== EXERCISE DETAILS ==
Where the word "approach" occurs in a line of the data, return the whole line.

*** Opening of STUDY MATERIAL ***

Issue #4969, opened 2021-01-30
 It would be nice to get the amount of bandwidth used/min along with pages/min


maxwill-max:
It would be nice to get the amount of bandwidth used/min along with pages/min including for scrapy-splash

amarhod:
Hey! Would like to attempt implementing this feature. Is it okay @Gallaecio?

Gallaecio:
@amarhod It’s OK by me, and if the patch is easy enough, it may be better to discuss over it.

I’m assuming we are ignoring the “scrapy-splash”. @maxwill-max I imagine by that you meant to include the network input and output of the Splash instance(s) used by Scrapy. I think that should not be a part of this feature, at least not of its initial implementation. And I think that part, if implemented, should be implemented in `scrapy-splash`, only making changes to Scrapy as needed to support that downstream change.

amarhod:
@Gallaecio Right now the output is:
```
2021-03-04 10:50:38 [scrapy.extensions.logstats] INFO: Crawled 46 pages (at 2760 pages/min), scraped 0 items (at 0 items/min), used 78 KB of bandwidth (at 78 KB/s)
2021-03-04 10:50:39 [scrapy.extensions.logstats] INFO: Crawled 71 pages (at 1500 pages/min), scraped 0 items (at 0 items/min), used 127 KB of bandwidth (at 49 KB/s)
```
It was generated similarly to how pages and items (and their rates) are calculated.
Have I interpreted the feature correctly and are there other requirements needed to enable the feature in `scrapy-splash`?

amarhod:
Also, would it be meaningful to add these assertions to [BenchCommandTest](https://github.com/scrapy/scrapy/blob/91a8451c981fef25b0915fa06a4566dc880b6e16/tests/test_commands.py#L756)?
```
self.assertIn('pages/min', log)
self.assertIn('items/min', log)
self.assertIn('KB of bandwidth', log)
```

Gallaecio:
I think we should forget about scrapy-splash here.

And I don’t think those asserts help there, they seem unrelated to the purpose of that test. I don’t think we have any test for log stats at the moment. It would be great to have one that makes sure the amount of KB displayed is as expected; but if you find it overwhelming to create such a test, let me know, as I can’t think of any existing tests that you can use as a starting point.

We will also need to mention this in the documentation, and I think we should take the chance to make it clear what this number measures, because it may not be clear (I assume it does not measure pure download size, but instead total response size).

[...]

PR #5029, opened 2021-03-06
Added response bytes as a metric to LogStats extension (#4969)

amarhod:
Modified the Log Stats extension to include response byte (both total amount and rate) in the logged message by reading data from `stats`, more specifically the `downloader/response_bytes` value.
If the setting DOWNLOADER_STATS is disabled, the amount and rate (defaulted to 0) will not be included in the message that is being logged. 
Example:
When `DOWNLOADER_STATS = True`:
```
2021-03-06 12:20:20 [scrapy.extensions.logstats] INFO: Crawled 78 pages (at 4680 pages/min), scraped 0 items (at 0 items/min), received 139 KB of response bytes (at 139 KB/s)
```
When `DOWNLOADER_STATS = False`:
```
2021-03-06 12:20:53 [scrapy.extensions.logstats] INFO: Crawled 98 pages (at 5880 pages/min), scraped 0 items (at 0 items/min)
```

### DIFF
--- a/docs/topics/extensions.rst
+++ b/docs/topics/extensions.rst
@@ -162,7 +162,7 @@ Log Stats extension
 
 .. class:: LogStats
 
-Log basic stats like crawled pages and scraped items.
+Log basic stats like crawled pages, scraped items and received responde bytes.
 
 Core Stats extension
 ~~~~~~~~~~~~~~~~~~~~
--- a/scrapy/extensions/logstats.py
+++ b/scrapy/extensions/logstats.py
@@ -30,25 +30,24 @@ class LogStats:
     def spider_opened(self, spider):
         self.pagesprev = 0
         self.itemsprev = 0
-        self.bandwidthprev = 0.0
+        self.response_bytesprev = 0.0
         self.task = task.LoopingCall(self.log, spider)
         self.task.start(self.interval)
 
     def log(self, spider):
         items = self.stats.get_value('item_scraped_count', 0)
         pages = self.stats.get_value('response_received_count', 0)
-        bandwidth = self.stats.get_value('downloader/response_bytes', 0) / float(1000)
+        response_bytes = self.stats.get_value('downloader/response_bytes', 0) / float(1000)
         irate = (items - self.itemsprev) * self.multiplier
         prate = (pages - self.pagesprev) * self.multiplier
-        brate = (bandwidth - self.bandwidthprev)
-        self.pagesprev, self.itemsprev, self.bandwidthprev = pages, items, bandwidth
-
+        brate = (response_bytes - self.response_bytesprev)
+        self.pagesprev, self.itemsprev, self.response_bytesprev = pages, items, response_bytes
         msg = ("Crawled %(pages)d pages (at %(pagerate)d pages/min), "
                "scraped %(items)d items (at %(itemrate)d items/min), "
-               "used %(bandwidth)d KB of bandwidth (at %(brate)d KB/s)")
+               "received %(response_bytes)d KB of response bytes (at %(brate)d KB/s)")
         log_args = {'pages': pages, 'pagerate': prate,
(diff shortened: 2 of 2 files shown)


docs/topics/extensions.rst
```diff
@@ -162,7 +162,7 @@ Log Stats extension
 
 .. class:: LogStats
 
-Log basic stats like crawled pages and scraped items.
+Log basic stats like crawled pages, scraped items and received responde bytes.
```
Gallaecio, line 165:
```suggestion
Log basic stats like crawled pages, scraped items, and received response bytes.
```

scrapy/extensions/logstats.py
```diff
@@ -30,21 +30,25 @@ def from_crawler(cls, crawler):
     def spider_opened(self, spider):
         self.pagesprev = 0
         self.itemsprev = 0
-
+        self.response_bytesprev = 0.0
```
Gallaecio, line 33: :lipstick: I think `self.responsebytesprev` would be more in line with the existing code, even if snake case is more Pythoninc.

```suggestion
        self.response_bytesprev = 0.0
```

scrapy/extensions/logstats.py
```diff
@@ -30,21 +30,25 @@ def from_crawler(cls, crawler):
...
         self.task = task.LoopingCall(self.log, spider)
         self.task.start(self.interval)
 
     def log(self, spider):
         items = self.stats.get_value('item_scraped_count', 0)
         pages = self.stats.get_value('response_received_count', 0)
+        response_bytes = self.stats.get_value('downloader/response_bytes', 0) / float(1000)
```
Gallaecio, line 40: :lipstick: I don’t think `float` is needed here, in Python 3 divisions always return a `float`.

Also, a more common way to express literals as floats is to append `.0` to them, so if this was not a division, `1000.0` would probably have been slightly more idiomatic.

scrapy/extensions/logstats.py
```diff
@@ -30,21 +30,25 @@ def from_crawler(cls, crawler):
...
         irate = (items - self.itemsprev) * self.multiplier
         prate = (pages - self.pagesprev) * self.multiplier
-        self.pagesprev, self.itemsprev = pages, items
-
+        brate = (response_bytes - self.response_bytesprev)
+        self.pagesprev, self.itemsprev, self.response_bytesprev = pages, items, response_bytes
         msg = ("Crawled %(pages)d pages (at %(pagerate)d pages/min), "
                "scraped %(items)d items (at %(itemrate)d items/min)")
+        if self.stats.get_value('downloader/response_bytes') is not None:
+            msg = msg + ", received %(response_bytes)d KB of response bytes (at %(brate)d KB/s)"
```
Gallaecio, line 48:
```suggestion
            msg = msg + ", received %(response_bytes)d KB of response bytes (at %(brate)d KB/min)"
```

scrapy/extensions/logstats.py
```diff
@@ -30,21 +30,25 @@ def from_crawler(cls, crawler):
...
         self.itemsprev = 0
-
+        self.responsebytesprev = 0.0
         self.task = task.LoopingCall(self.log, spider)
         self.task.start(self.interval)
 
     def log(self, spider):
         items = self.stats.get_value('item_scraped_count', 0)
         pages = self.stats.get_value('response_received_count', 0)
+        response_bytes = self.stats.get_value('downloader/response_bytes', 0.0) / 1000
```
Gallaecio, line 40: I wonder if maybe we should show bytes instead of kilobytes. I mean, given the stats are in bytes, and that both pages and items are integers, it seems more consistent to me to use the byte count in the message as well.

Gallaecio (approved):
Thanks!

Any chance you can also add a test for the change? It may not be easy if there are no tests for the other 2 stats already.

PR #5033, opened 2021-03-09
Rename the macOS workflow, to bypass it’s disabling in GitHub Actions settings

### LINKED ISSUE #5032: Fix and re-enable tests on macOS
We’ve decided to disable tests in macOS because we were often getting random tests failures there from one of the jobs.

Still, we aim to support macOS, so we need to figure out how to fix those issues, and re-enable tests on macOS.

Gallaecio:
Fixes #5032 (that’s the goal anyway, it’s far from done)


Gallaecio:
Finally got a test failure after 3 runs with all tests passing. The failure affected `Https10TestCase.test_protocol`.

Based on https://blackjml.livejournal.com/23029.html, I believe the issue here is that we need to close the connection, which at least for HTTP/1.0 it looks like we are not doing.

https://github.com/scrapy/scrapy/pull/5033/commits/be2d1b8d9548a3a80a72e13c1476bf64e0fc5f46 does the call to `disconnect()`, but I did not manage to get `HTTP10DownloadHandler.close` to wait for that, so I’m not completely sure these changes will be enough.

The way I tried to wait was to create a deferred, set `factory.onConnectionLost = that_deferred`, keeping the deferred in a weak set, and returning `gatherResults(list(deferred_weak_set))` from `close`, but that would cause the test to hang.

Gallaecio:
New test failures:

```
AnonymousFTPTestCase.test_ftp_download_path_with_spaces: DirtyReactorAggregateError, delayed calls: TimeoutMixin.__timedOut()
Https2InvalidDNSPattern.test_download_with_maxsize: DirtyReactorAggregateError, selectables: TLSMemoryBIOProtocol
Https2WrongHostnameTestCase.test_custom_content_length_good: DirtyReactorAggregateError, selectables: TLSMemoryBIOProtocol
```

PR #5034, opened 2021-03-09
Support Content-Length header in responses

### LINKED ISSUE #5009: Content-Length header missing in response headers
### Description

The `Content-Length` header missing in the response headers. I stumbled upon this while working on #4897.

### Steps to Reproduce

```
(...)
>>> response.headers["Content-Length"]
  File "/.../scrapy/scrapy/http/headers.py", line 40, in __getitem__
    return super().__getitem__(key)[-1]
  File "/.../scrapy/scrapy/utils/datatypes.py", line 23, in __getitem__
    return dict.__getitem__(self, self.normkey(key))
KeyError: b'Content-Length'
```

or

```python
import scrapy

class ContentLengthSpider(scrapy.Spider):
    name = "foo"
    start_urls = ["https://example.org"]

    def parse(self, response):
        print(response.headers["Content-Length"])
```

### Versions

```
Scrapy       : 2.4.1
lxml         : 4.6.2.0
libxml2      : 2.9.10
cssselect    : 1.1.0
parsel       : 1.6.0
w3lib        : 1.22.0
Twisted      : 20.3.0
Python       : 3.8.2 (default, Apr 18 2020, 17:39:30) - [GCC 7.5.0]
pyOpenSSL    : 20.0.1 (OpenSSL 1.1.1i  8 Dec 2020)
cryptography : 3.4.5
Platform     : Linux-4.15.0-128-generic-x86_64-with-glibc2.27
```

### Additional context

I can see the server does return the header with `cURL`:
```
$ curl -s --http1.1 -D - https://example.org -o /dev/null | grep Content-Length
Content-Length: 1256
```
and `python-requests`:

```python
>>> import requests
>>> requests.get("https://example.org", headers={"Accept-Encoding": "identity"}).headers["Content-Length"]
'1256'
```

It seems to me like Twisted itself is dropping the header:
```python
from twisted.web.client import Agent

agent = Agent(reactor)
d = agent.request(b"GET", b"http://example.org")

def print_response(response):
    print(response.version)
    print(response.headers)

d.addCallback(print_response)
d.addCallback(lambda _: reactor.stop())

reactor.run()
```

```
(b'HTTP', 1, 1)
Headers({b'age': [b'164125'], b'cache-control': [b'max-age=604800'], b'content-type': [b'text/html; charset=UTF-8'], b'date': [b'Wed, 24 Feb 2021 14:38:05 GMT'], b'etag': [b'"3147526947+ident"'], b'expires': [b'Wed, 03 Mar 2021 14:38:05 GMT'], b'last-modified': [b'Thu, 17 Oct 2019 07:18:26 GMT'], b'server': [b'ECS (mic/9ABB)'], b'vary': [b'Accept-Encoding'], b'x-cache': [b'HIT']})
```

I wanted to ask here before opening an issue in Twisted, because this seems like a rather odd thing to do and I'm wondering if I'm missing something :thinking:

Gallaecio:
Fixes #5009

To do:
- [ ] Stop relying on private parts of the Twisted API. It will require either getting the issue fixed upstream or copying a lot of private code from Twisted into Scrapy.
- [ ] Remove the documentation note added at #5045, assuming it was merged by the time this is merged. Otherwise, close #5009. Note, however, that the test approach in #5045 is better than here (it covers HTTP/1.0 as well, where the test passes).

### DIFF
--- a/scrapy/core/downloader/handlers/http11.py
+++ b/scrapy/core/downloader/handlers/http11.py
@@ -10,13 +10,28 @@ from time import time
 from urllib.parse import urldefrag
 
 from twisted.internet import defer, protocol, ssl
+from twisted.internet.defer import CancelledError, Deferred, fail, maybeDeferred
 from twisted.internet.endpoints import TCP4ClientEndpoint
 from twisted.internet.error import TimeoutError
 from twisted.python.failure import Failure
-from twisted.web.client import Agent, HTTPConnectionPool, ResponseDone, ResponseFailed, URI
+from twisted.web.client import (
+    Agent,
+    _HTTP11ClientFactory,
+    HTTPConnectionPool,
+    ResponseDone,
+    ResponseFailed,
+    URI,
+)
 from twisted.web.http import _DataLoss, PotentialDataLoss
 from twisted.web.http_headers import Headers as TxHeaders
 from twisted.web.iweb import IBodyProducer, UNKNOWN_LENGTH
+from twisted.web._newclient import (
+    HTTP11ClientProtocol,
+    HTTPClientParser,
+    RequestGenerationFailed,
+    RequestNotSent,
+    TransportProxyProducer,
+)
 from zope.interface import implementer
 
 from scrapy import signals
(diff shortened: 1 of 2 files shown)


Gallaecio:
To do this without relying on private parts of the Twisted API,  think we would need to basically copy the whole `twisted.web._newclient` module into Scrapy, and probably some more code.

Before I go that way, I’ll try the upstream approach: send a patch to Twisted to stop skipping connection headers. If they are OK with that, we would only need to mention this in the documentation (connection headers in HTTP1.1 require Twisted N.N.N, and are otherwise stripped).

Gallaecio:
Upstream issue: https://twistedmatrix.com/trac/ticket/10126

I have a patch ready locally, only need to update test expectations, but [I don’t know how to run the tests](https://twistedmatrix.com/trac/ticket/10128) :sweat_smile:

Gallaecio:
Pull request sent upstream: https://github.com/twisted/twisted/pull/1561

exarkun:
Twisted doesn't really need to change for this, nor does Scrapy need to copy the whole client implementation.

Instead, Scrapy can check the response object for the `length` attribute.  If it is not `None`, Scrapy can synthesize its own Content-Length for whoever wants it (if it is `None` that is because there was no `Content-Length` header in the response).

Gallaecio:
@exarkun Is `response.length` the `Content-Length` value, or the actual length of the response?

Gallaecio:
I’ve just created https://github.com/scrapy/scrapy/pull/5057 to handle this on the Scrapy side using the public Twisted API.

@exarkun Should we close https://github.com/twisted/twisted/pull/1561 and https://twistedmatrix.com/trac/ticket/10126 ? While I still see no good reason to strip connection headers from responses, I cannot think of real-life scenarios where the other connection headers are relevant, or where the position of the `Content-Length` header among response headers is relevant (I assume https://github.com/twisted/twisted/pull/1561 would also expose that).

exarkun:
> @exarkun Should we close twisted/twisted#1561 and https://twistedmatrix.com/trac/ticket/10126 ? While I still see no good reason to strip connection headers from responses, I cannot think of real-life scenarios where the other connection headers are relevant, or where the position of the Content-Length header among response headers is relevant (I assume twisted/twisted#1561 would also expose that).

I reckon it should be closed, yes, unless there is another use-case to consider.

*** Close of STUDY MATERIAL ***

== ANSWER SECTION ==
- [ ] Remove the documentation note added at #5045, assuming it was merged by the time this is merged. Otherwise, close #5009. Note, however, that the test approach in #5045 is better than here (it covers HTTP/1.0 as well, where the test passes).
Before I go that way, I’ll try the upstream approach: send a patch to Twisted to stop skipping connection headers. If they are OK with that, we would only need to mention this in the documentation (connection headers in HTTP1.1 require Twisted N.N.N, and are otherwise stripped).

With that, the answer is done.